INFORMATION SHOWN>
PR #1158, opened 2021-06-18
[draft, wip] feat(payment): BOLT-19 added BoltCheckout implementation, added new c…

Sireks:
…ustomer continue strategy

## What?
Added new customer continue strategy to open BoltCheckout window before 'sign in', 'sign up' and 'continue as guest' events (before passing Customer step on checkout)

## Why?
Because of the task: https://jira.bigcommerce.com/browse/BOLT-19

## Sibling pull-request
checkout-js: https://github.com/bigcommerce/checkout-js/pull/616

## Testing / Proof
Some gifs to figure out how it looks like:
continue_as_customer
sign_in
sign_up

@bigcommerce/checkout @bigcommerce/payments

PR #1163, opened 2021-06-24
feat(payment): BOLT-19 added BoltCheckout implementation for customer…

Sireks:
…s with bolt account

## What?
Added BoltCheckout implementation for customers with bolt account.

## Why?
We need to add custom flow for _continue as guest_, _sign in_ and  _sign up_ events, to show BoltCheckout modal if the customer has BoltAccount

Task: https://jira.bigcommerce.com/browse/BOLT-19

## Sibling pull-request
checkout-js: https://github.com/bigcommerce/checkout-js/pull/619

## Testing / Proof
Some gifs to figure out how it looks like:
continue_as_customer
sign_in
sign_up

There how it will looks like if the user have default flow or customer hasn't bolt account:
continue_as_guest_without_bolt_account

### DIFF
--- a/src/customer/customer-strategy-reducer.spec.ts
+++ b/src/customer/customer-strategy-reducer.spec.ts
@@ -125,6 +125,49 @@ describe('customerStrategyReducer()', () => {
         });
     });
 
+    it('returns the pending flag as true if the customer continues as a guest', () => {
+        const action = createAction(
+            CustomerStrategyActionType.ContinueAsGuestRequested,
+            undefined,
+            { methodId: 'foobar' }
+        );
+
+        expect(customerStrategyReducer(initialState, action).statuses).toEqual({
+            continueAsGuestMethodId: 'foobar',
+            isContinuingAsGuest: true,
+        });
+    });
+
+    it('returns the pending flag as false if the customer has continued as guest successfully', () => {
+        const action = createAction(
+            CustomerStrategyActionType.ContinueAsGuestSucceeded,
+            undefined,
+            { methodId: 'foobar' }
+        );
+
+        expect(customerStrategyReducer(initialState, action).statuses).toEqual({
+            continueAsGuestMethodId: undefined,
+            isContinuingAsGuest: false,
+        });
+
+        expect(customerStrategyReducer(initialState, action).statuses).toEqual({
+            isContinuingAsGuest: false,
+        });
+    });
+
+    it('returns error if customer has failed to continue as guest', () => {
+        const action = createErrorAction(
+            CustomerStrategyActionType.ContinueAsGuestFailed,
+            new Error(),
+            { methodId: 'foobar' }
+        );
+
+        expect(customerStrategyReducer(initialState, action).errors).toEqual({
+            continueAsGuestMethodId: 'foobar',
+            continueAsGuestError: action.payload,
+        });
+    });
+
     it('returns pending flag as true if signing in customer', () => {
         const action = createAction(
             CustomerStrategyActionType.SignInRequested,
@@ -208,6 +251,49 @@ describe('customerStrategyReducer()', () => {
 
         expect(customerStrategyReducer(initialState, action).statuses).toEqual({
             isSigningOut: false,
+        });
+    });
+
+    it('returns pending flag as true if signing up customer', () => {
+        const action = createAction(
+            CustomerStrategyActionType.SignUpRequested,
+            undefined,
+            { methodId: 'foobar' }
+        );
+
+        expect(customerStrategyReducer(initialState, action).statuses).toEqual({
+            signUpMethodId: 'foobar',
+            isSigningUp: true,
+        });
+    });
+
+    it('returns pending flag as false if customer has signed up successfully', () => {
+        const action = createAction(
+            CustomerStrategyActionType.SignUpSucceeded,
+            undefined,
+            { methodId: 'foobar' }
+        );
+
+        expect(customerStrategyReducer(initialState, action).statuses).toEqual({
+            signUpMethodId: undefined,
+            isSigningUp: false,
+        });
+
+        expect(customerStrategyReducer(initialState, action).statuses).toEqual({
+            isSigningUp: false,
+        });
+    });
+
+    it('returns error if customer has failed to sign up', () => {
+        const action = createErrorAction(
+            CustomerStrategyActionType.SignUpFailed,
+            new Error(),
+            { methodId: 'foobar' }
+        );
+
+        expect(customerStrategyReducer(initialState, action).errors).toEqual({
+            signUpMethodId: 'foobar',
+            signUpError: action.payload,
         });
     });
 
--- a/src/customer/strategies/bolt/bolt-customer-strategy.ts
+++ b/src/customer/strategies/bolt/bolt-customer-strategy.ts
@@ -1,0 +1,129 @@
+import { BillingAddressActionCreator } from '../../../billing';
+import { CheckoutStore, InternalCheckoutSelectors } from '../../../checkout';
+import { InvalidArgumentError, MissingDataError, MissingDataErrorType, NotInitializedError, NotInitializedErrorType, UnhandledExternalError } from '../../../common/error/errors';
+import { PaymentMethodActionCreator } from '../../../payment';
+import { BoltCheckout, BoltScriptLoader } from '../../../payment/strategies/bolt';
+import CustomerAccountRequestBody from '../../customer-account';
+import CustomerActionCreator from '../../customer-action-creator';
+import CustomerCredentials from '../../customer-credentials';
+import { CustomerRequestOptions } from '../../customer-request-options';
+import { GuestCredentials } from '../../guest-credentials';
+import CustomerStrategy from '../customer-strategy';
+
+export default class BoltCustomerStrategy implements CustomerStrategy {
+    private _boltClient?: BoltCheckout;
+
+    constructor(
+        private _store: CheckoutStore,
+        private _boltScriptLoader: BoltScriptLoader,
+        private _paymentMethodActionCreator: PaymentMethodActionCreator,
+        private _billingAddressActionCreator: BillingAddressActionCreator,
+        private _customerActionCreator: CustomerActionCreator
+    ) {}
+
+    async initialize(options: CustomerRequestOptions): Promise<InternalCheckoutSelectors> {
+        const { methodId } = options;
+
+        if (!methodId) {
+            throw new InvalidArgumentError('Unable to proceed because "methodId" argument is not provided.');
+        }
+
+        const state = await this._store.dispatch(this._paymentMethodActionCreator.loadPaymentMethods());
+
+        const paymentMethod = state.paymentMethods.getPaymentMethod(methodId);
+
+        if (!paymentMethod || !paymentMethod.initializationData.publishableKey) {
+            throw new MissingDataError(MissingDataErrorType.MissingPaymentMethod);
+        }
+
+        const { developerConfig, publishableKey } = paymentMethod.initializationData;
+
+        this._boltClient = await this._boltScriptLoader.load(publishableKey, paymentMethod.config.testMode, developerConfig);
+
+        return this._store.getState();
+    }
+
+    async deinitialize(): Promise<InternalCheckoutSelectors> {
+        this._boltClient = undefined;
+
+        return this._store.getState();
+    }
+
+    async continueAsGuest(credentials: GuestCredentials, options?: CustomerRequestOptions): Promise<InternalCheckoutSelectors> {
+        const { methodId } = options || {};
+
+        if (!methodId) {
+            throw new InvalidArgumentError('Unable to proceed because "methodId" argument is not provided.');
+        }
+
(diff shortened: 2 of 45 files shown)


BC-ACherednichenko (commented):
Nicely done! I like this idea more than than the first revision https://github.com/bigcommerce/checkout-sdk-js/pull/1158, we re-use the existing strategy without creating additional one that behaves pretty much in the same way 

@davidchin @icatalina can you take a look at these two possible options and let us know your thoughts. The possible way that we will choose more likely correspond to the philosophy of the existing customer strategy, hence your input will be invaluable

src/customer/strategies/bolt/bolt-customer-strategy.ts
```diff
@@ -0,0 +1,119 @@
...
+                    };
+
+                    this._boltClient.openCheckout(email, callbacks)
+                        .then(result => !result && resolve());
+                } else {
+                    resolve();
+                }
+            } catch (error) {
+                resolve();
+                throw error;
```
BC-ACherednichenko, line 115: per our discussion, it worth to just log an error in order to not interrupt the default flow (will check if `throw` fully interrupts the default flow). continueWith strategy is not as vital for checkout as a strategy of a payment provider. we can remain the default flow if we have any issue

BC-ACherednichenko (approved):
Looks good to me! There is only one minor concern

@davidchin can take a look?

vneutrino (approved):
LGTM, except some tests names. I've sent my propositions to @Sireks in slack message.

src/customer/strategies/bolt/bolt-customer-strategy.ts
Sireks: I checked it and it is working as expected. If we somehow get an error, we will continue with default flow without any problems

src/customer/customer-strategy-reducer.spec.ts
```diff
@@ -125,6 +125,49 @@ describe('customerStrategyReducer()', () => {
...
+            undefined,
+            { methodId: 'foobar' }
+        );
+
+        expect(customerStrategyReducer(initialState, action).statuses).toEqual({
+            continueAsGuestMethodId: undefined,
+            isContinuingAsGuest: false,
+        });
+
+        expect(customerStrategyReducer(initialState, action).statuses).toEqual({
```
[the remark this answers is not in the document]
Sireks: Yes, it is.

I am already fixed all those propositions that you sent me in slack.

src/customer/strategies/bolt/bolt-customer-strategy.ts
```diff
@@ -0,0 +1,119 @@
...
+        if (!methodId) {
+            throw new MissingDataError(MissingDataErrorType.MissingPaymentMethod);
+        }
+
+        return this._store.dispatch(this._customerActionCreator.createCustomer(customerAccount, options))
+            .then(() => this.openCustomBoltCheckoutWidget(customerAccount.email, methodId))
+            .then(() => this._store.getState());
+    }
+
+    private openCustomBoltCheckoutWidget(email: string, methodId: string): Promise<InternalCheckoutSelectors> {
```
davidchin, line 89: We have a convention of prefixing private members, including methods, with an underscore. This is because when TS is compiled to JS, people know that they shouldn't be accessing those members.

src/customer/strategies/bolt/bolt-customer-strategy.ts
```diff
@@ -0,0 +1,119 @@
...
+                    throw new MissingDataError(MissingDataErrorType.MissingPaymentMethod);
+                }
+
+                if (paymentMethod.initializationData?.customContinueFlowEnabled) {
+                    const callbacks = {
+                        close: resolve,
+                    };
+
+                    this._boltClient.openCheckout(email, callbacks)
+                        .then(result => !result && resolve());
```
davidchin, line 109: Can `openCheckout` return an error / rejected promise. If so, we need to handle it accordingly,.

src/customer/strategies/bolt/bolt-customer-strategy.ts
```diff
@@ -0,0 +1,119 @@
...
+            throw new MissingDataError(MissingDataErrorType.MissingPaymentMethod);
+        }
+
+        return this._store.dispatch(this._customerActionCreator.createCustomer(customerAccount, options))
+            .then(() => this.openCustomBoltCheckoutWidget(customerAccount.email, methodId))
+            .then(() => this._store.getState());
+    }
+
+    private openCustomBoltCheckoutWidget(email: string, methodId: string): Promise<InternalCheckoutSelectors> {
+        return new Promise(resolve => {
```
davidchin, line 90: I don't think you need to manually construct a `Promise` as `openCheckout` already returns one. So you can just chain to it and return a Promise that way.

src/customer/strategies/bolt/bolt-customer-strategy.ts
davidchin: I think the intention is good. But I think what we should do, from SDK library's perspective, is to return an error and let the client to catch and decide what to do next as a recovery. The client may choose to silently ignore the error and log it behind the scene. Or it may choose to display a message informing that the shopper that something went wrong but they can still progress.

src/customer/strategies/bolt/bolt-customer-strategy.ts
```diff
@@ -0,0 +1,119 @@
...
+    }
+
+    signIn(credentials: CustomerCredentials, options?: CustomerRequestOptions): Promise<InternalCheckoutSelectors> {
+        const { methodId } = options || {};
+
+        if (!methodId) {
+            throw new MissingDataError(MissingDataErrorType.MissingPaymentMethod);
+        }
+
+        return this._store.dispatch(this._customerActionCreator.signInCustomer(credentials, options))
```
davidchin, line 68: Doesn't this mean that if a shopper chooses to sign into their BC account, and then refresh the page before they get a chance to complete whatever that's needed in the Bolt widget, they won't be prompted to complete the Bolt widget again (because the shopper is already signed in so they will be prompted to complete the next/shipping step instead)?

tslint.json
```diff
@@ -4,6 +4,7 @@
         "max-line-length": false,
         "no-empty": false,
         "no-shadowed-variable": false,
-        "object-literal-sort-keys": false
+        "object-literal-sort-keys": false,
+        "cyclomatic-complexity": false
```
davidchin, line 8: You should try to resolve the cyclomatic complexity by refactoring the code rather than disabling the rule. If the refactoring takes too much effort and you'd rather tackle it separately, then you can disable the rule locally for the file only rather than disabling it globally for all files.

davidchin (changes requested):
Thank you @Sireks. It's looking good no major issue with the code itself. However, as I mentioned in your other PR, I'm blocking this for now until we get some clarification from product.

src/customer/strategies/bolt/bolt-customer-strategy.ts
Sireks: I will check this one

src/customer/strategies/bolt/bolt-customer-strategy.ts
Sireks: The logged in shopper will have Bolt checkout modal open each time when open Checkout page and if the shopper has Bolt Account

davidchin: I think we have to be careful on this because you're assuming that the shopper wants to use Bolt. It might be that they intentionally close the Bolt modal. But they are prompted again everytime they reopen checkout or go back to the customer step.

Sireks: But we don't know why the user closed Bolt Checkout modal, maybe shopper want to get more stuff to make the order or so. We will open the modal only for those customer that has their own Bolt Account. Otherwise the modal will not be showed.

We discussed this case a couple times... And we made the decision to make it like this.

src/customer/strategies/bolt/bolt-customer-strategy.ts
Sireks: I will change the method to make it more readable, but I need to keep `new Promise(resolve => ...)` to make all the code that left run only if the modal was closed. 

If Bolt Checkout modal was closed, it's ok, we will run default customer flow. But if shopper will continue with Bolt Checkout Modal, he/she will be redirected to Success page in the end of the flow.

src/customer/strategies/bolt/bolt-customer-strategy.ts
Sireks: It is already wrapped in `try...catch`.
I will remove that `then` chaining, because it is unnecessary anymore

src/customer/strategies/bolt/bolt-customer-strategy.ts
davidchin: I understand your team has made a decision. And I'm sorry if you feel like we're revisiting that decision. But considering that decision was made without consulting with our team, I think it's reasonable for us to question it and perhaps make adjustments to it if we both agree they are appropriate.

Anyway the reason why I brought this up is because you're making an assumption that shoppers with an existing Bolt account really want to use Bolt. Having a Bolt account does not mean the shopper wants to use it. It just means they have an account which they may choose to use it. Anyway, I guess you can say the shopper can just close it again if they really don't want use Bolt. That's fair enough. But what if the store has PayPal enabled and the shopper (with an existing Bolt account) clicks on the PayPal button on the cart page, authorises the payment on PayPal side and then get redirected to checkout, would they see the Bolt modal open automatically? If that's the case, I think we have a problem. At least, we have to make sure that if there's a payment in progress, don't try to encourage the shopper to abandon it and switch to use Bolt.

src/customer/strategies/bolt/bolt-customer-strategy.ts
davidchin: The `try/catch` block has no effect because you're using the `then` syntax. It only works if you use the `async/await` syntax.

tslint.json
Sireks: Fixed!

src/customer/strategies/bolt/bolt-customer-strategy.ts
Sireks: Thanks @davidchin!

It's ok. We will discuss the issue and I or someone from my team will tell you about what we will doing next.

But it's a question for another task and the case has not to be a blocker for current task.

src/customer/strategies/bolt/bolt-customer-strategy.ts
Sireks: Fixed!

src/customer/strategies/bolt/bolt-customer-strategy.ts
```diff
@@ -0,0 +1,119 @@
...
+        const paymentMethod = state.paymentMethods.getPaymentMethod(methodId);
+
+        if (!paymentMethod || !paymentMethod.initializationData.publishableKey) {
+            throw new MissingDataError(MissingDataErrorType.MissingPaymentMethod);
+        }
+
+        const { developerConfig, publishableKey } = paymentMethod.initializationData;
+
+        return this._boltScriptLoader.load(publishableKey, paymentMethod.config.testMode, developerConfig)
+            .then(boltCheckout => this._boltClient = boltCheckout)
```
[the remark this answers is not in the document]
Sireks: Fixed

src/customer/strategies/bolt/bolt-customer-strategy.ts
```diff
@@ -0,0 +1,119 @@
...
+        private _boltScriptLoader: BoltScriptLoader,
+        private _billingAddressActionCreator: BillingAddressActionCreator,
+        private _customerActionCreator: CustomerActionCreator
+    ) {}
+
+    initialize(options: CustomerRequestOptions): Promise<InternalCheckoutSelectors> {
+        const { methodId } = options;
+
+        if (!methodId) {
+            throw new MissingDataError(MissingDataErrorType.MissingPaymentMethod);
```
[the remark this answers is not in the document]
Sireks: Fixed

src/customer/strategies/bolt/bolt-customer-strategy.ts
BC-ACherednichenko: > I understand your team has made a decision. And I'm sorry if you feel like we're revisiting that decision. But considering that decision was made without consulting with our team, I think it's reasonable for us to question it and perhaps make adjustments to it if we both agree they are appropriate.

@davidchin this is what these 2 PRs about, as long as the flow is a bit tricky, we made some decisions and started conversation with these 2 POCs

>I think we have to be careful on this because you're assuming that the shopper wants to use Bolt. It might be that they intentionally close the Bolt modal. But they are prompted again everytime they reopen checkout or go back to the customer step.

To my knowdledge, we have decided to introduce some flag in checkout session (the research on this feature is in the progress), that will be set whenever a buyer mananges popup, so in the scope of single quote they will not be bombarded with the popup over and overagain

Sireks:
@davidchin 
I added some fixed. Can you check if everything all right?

WORK TASK> In the material above, find every line with the word "files" and show it.

REPLY TO THE EXERCISE>
(diff shortened: 2 of 45 files shown)
davidchin, line 8: You should try to resolve the cyclomatic complexity by refactoring the code rather than disabling the rule. If the refactoring takes too much effort and you'd rather tackle it separately, then you can disable the rule locally for the file only rather than disabling it globally for all files.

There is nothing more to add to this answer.